Installing the remaining EPU modifications during the current extended outage period provides several safety benefits, including but not limited to:
a new Inadequate Core Cooling Mitigation System will replace the current manual actions required upon a loss of subcooling margin with automatic actions, thereby reducing the reliance on time critical manual operator actions for event mitigation; the new Low Pressure Injection (LPI) System hot leg injection line will provide a more reliable method of core mixing and boron concentration control during core uncovery events thereby eliminating the single active failure exemption associated with existing boron precipitation mitigation methods; the addition of a LPI System cross-tie line will improve mitigation of certain spectra of Loss of Coolant Accidents (LOCAs); and High Pressure Injection System modifications and the addition of a Fast Cooldown System will improve small break LOCA mitigation.
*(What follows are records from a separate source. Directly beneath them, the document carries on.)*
PR #2258, opened 2026-06-09
[WC-3452] Add pusher module to the repo

r0b1n:
This adds pusher module to the repo, has old widget as an asses to copy into the module.


packages/modules/pusher/assets/Pusher_widget_legacy_1.2.0.mpk
iobuhov, line 1: Why we need legacy mpk?

r0b1n: The current plan is to let users migrate with less friction, having two widgets side by side, this widget also has `(legacy)` appended to it's name. But this plan might change toward the final stage of course.

gjulivan (dismissed):

iobuhov (dismissed):
LGTM

leonardomendix (approved):

gjulivan (approved):

iobuhov (approved):

PR #2270, opened 2026-06-17
[WC-3464] Rich text Tiptapeditor

gjulivan:
### Pull request type

---


yordan-st:
Would have a look at the high and medium flagged CC review comments

packages/pluggableWidgets/rich-text-web/src/components/toolbars/Toolbar.scss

In addition, implementing EPU upon resuming commercial operation will obviate the need to perform a separate mid-cycle shutdown and subsequent startup to implement EPU at CR-3, thereby avoiding an unnecessary plant transient.
Based on these considerations, FPC requests NRC review and approval of the proposed EPU license amendment to increase RTP to 3014 MWt within 24 months from the CR-3 EPU LAR submittal.